• Task instructions
An exact reprint of the data below is required, line for line.

Material for the task: Begin

PR #1462, opened 2016-06-27
Improve Magic Interface

Moosheplusplus:
- Added validity detection for Spells (which compares the current component's texture ID with the spell's natural "off" texture ID)
- Fixed Bones to Peaches and Earth Strike
- Added documentation
- Declared explicit access modifiers for constructors
- Added Ancient Magicks
- Future-proof component indexes

**Suggestions**
- ~~Perhaps add the "on" texture IDs so we don't have to rely on component IDs?~~ Done.

### DIFF
--- a/src/org/powerbot/script/rt4/Magic.java
+++ b/src/org/powerbot/script/rt4/Magic.java
@@ -28,10 +28,10 @@ public class Magic extends ClientAccessor {
 	public Spell spell() {
 		final Book book = book();
 		for (final Spell spell : Spell.values()) {
-			if (spell.book != book) {
+			if (spell.book() != book) {
 				continue;
 			}
-			if (ctx.widgets.component(spell.book.widget, spell.component()).borderThickness() == 2) {
+			if (ctx.widgets.component(spell.book().widget, spell.component()).borderThickness() == 2) {
 				return spell;
 			}
 		}
@@ -70,14 +70,12 @@ public class Magic extends ClientAccessor {
 	 * @param spell The spell to find the component for.
 	 * @return The resulting component
 	 */
-	public Component component(final MagicSpell spell) {
+	public Component component(final MagicSpell s) {
 		Widget w = ctx.widgets.widget(Book.widget());
 		for(Component c : w.components()) {
 			int texture = c.textureId();
-			for(MagicSpell s : book().spells) {
-				if(texture == s.texture() || texture == s.texture() - 50)
-					return c;
-			}
+			if(texture == s.texture() || texture == s.texture() - 50)
+				return c;
 		}
 		return w.component(-1);
 	}
@@ -107,7 +105,7 @@ public class Magic extends ClientAccessor {
 	 * Modern (Standard) Spells
 	 */
 	public enum Spell implements MagicSpell {
-		NIL(-1, -1),//Selected spell 192,x=bt2
+		NIL(Integer.MIN_VALUE, Integer.MIN_VALUE),//Selected spell 192,x=bt2
 		HOME_TELEPORT(0, 406),
 		WIND_STRIKE(1, 1, 65),
 		CONFUSE(3, 2, 66),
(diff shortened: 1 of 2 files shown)


ArtificialPB:
Castable spell texture is always uncastable texture - 50 (in your case, onTexture = offTexture - 50). You can ditch component indexes and use only textures.

src/org/powerbot/script/rt4/Magic.java
```diff
@@ -3,22 +3,28 @@
...
+	/**
+	 * Retrieves the current book.
+	 * 
+	 * @return The current book.
+	 */
 	public Book book() {
-		for (final Book b : Book.values()) {
-			if (ctx.widgets.widget(b.widget).component(0).valid()) {
+		for(Book b : Book.values()) {
+			if((ctx.varpbits.varpbit(Constants.SPELLBOOK_VARPBIT) & 0x3) ==
```
ArtificialPB: Introduce a local variable for varp value so you don't have to grab it each iteration.

src/org/powerbot/script/rt4/Magic.java
```diff
@@ -47,120 +63,265 @@ public boolean poll() {
...
+	/**
+	 * Grabs the component for the given MagicSpell.
+	 * 
+	 * @param spell The spell to find the component for.
+	 * @return The resulting component
+	 */
+	public Component component(MagicSpell spell) {
+		Widget w = ctx.widgets.widget(Book.widget());
+		if(spell instanceof Spell)
+			return w.component(((Spell) spell).component);
```
ArtificialPB: You can remove lines 102 and 103 because you already find components by texture.

src/org/powerbot/script/rt4/Magic.java
```diff
@@ -47,120 +63,265 @@ public boolean poll() {
...
+		
+		private Spell(final int level, final int component,
+				final int offTexture) {
 			this.level = level;
 			this.component = component;
+			this.offTexture = offTexture;
 		}
 
+		@Deprecated
 		public Book book() {
```
ArtificialPB: Why is this deprecated? You should add this method to MagicSpell interface so users can check to which spell book certain spells belong.

src/org/powerbot/script/rt4/Magic.java
```diff
@@ -47,120 +63,265 @@ public boolean poll() {
...
+	}
+	
+	/**
+	 * Determines whether or not the specified spell is ready to be casted.
+	 * 
+	 * @param spell The spell to validate.
+	 * @return {@code true} if it is ready to be cast, {@code false} otherwise.
+	 */
+	public boolean ready(final Spell spell) {
+		return component(spell).textureId() != spell.texture();
```
ArtificialPB: As far as I know, textures only update if the tab is opened.

ArtificialPB:
Also a lot of local variables and method parameters can be made final.

src/org/powerbot/script/rt4/Magic.java
Moosheplusplus: You will not be casting a spell outside of the Magic Tab, so it's not necessary to update. Spells such as Alchemy and Bones to Bananas switch back to the Magic Tab and update after it is cast, so it is not an issue.

src/org/powerbot/script/rt4/Magic.java
```diff
@@ -107,7 +105,7 @@ public Component component(final MagicSpell spell) {
 	 * Modern (Standard) Spells
 	 */
 	public enum Spell implements MagicSpell {
-		NIL(-1, -1),//Selected spell 192,x=bt2
+		NIL(Integer.MIN_VALUE, Integer.MIN_VALUE),//Selected spell 192,x=bt2
```
ArtificialPB: Don't use those values. On line 77, where you check for texture and decrement it by 50, you'll get a positive number instead due to numeric overflow. Change it back to -1 and check if the component texture is not -1 on line 77. And like I said before, a lot of local variables can be made final (line 76 for example).

ArtificialPB:
Add a method to get the currently selected spell.

And I still think you should deprecate the whole "Spell" enum and make a new one for Standard magic spells. NIL spell should be an anonymous class instance of MagicSpell interface.

Moosheplusplus:
@ArtificialPB thanks for the component textures. Do you possibly have the magic values for the Arceuus Spellbook?

Timer:
So what's going on with this?

Moosheplusplus:
@Timer everything about it is fine. It can be merged.

Timer:
@Moosheplusplus can you please rebase this?

Moosheplusplus:
@Timer no

Timer:
yeah I see you did that completely wrong @Moosheplusplus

Material for the task: End

• Solution to the problem
PR #1462, opened 2016-06-27
Improve Magic Interface

Moosheplusplus:
- Added validity detection for Spells (which compares the current component's texture ID with the spell's natural "off" texture ID)
- Fixed Bones to Peaches and Earth Strike
- Added documentation
- Declared explicit access modifiers for constructors
- Added Ancient Magicks
- Future-proof component indexes

**Suggestions**
- ~~Perhaps add the "on" texture IDs so we don't have to rely on component IDs?~~ Done.

### DIFF
--- a/src/org/powerbot/script/rt4/Magic.java
+++ b/src/org/powerbot/script/rt4/Magic.java
@@ -28,10 +28,10 @@ public class Magic extends ClientAccessor {
 	public Spell spell() {
 		final Book book = book();
 		for (final Spell spell : Spell.values()) {
-			if (spell.book != book) {
+			if (spell.book() != book) {
 				continue;
 			}
-			if (ctx.widgets.component(spell.book.widget, spell.component()).borderThickness() == 2) {
+			if (ctx.widgets.component(spell.book().widget, spell.component()).borderThickness() == 2) {
 				return spell;
 			}
 		}
@@ -70,14 +70,12 @@ public class Magic extends ClientAccessor {
 	 * @param spell The spell to find the component for.
 	 * @return The resulting component
 	 */
-	public Component component(final MagicSpell spell) {
+	public Component component(final MagicSpell s) {
 		Widget w = ctx.widgets.widget(Book.widget());
 		for(Component c : w.components()) {
 			int texture = c.textureId();
-			for(MagicSpell s : book().spells) {
-				if(texture == s.texture() || texture == s.texture() - 50)
-					return c;
-			}
+			if(texture == s.texture() || texture == s.texture() - 50)
+				return c;
 		}
 		return w.component(-1);
 	}
@@ -107,7 +105,7 @@ public class Magic extends ClientAccessor {
 	 * Modern (Standard) Spells
 	 */
 	public enum Spell implements MagicSpell {
-		NIL(-1, -1),//Selected spell 192,x=bt2
+		NIL(Integer.MIN_VALUE, Integer.MIN_VALUE),//Selected spell 192,x=bt2
 		HOME_TELEPORT(0, 406),
 		WIND_STRIKE(1, 1, 65),
 		CONFUSE(3, 2, 66),
(diff shortened: 1 of 2 files shown)


ArtificialPB:
Castable spell texture is always uncastable texture - 50 (in your case, onTexture = offTexture - 50). You can ditch component indexes and use only textures.

src/org/powerbot/script/rt4/Magic.java
```diff
@@ -3,22 +3,28 @@
...
+	/**
+	 * Retrieves the current book.
+	 * 
+	 * @return The current book.
+	 */
 	public Book book() {
-		for (final Book b : Book.values()) {
-			if (ctx.widgets.widget(b.widget).component(0).valid()) {
+		for(Book b : Book.values()) {
+			if((ctx.varpbits.varpbit(Constants.SPELLBOOK_VARPBIT) & 0x3) ==
```
ArtificialPB: Introduce a local variable for varp value so you don't have to grab it each iteration.

src/org/powerbot/script/rt4/Magic.java
```diff
@@ -47,120 +63,265 @@ public boolean poll() {
...
+	/**
+	 * Grabs the component for the given MagicSpell.
+	 * 
+	 * @param spell The spell to find the component for.
+	 * @return The resulting component
+	 */
+	public Component component(MagicSpell spell) {
+		Widget w = ctx.widgets.widget(Book.widget());
+		if(spell instanceof Spell)
+			return w.component(((Spell) spell).component);
```
ArtificialPB: You can remove lines 102 and 103 because you already find components by texture.

src/org/powerbot/script/rt4/Magic.java
```diff
@@ -47,120 +63,265 @@ public boolean poll() {
...
+		
+		private Spell(final int level, final int component,
+				final int offTexture) {
 			this.level = level;
 			this.component = component;
+			this.offTexture = offTexture;
 		}
 
+		@Deprecated
 		public Book book() {
```
ArtificialPB: Why is this deprecated? You should add this method to MagicSpell interface so users can check to which spell book certain spells belong.

src/org/powerbot/script/rt4/Magic.java
```diff
@@ -47,120 +63,265 @@ public boolean poll() {
...
+	}
+	
+	/**
+	 * Determines whether or not the specified spell is ready to be casted.
+	 * 
+	 * @param spell The spell to validate.
+	 * @return {@code true} if it is ready to be cast, {@code false} otherwise.
+	 */
+	public boolean ready(final Spell spell) {
+		return component(spell).textureId() != spell.texture();
```
ArtificialPB: As far as I know, textures only update if the tab is opened.

ArtificialPB:
Also a lot of local variables and method parameters can be made final.

src/org/powerbot/script/rt4/Magic.java
Moosheplusplus: You will not be casting a spell outside of the Magic Tab, so it's not necessary to update. Spells such as Alchemy and Bones to Bananas switch back to the Magic Tab and update after it is cast, so it is not an issue.

src/org/powerbot/script/rt4/Magic.java
```diff
@@ -107,7 +105,7 @@ public Component component(final MagicSpell spell) {
 	 * Modern (Standard) Spells
 	 */
 	public enum Spell implements MagicSpell {
-		NIL(-1, -1),//Selected spell 192,x=bt2
+		NIL(Integer.MIN_VALUE, Integer.MIN_VALUE),//Selected spell 192,x=bt2
```
ArtificialPB: Don't use those values. On line 77, where you check for texture and decrement it by 50, you'll get a positive number instead due to numeric overflow. Change it back to -1 and check if the component texture is not -1 on line 77. And like I said before, a lot of local variables can be made final (line 76 for example).

ArtificialPB:
Add a method to get the currently selected spell.

And I still think you should deprecate the whole "Spell" enum and make a new one for Standard magic spells. NIL spell should be an anonymous class instance of MagicSpell interface.

Moosheplusplus:
@ArtificialPB thanks for the component textures. Do you possibly have the magic values for the Arceuus Spellbook?

Timer:
So what's going on with this?

Moosheplusplus:
@Timer everything about it is fine. It can be merged.

Timer:
@Moosheplusplus can you please rebase this?

Moosheplusplus:
@Timer no

Timer:
yeah I see you did that completely wrong @Moosheplusplus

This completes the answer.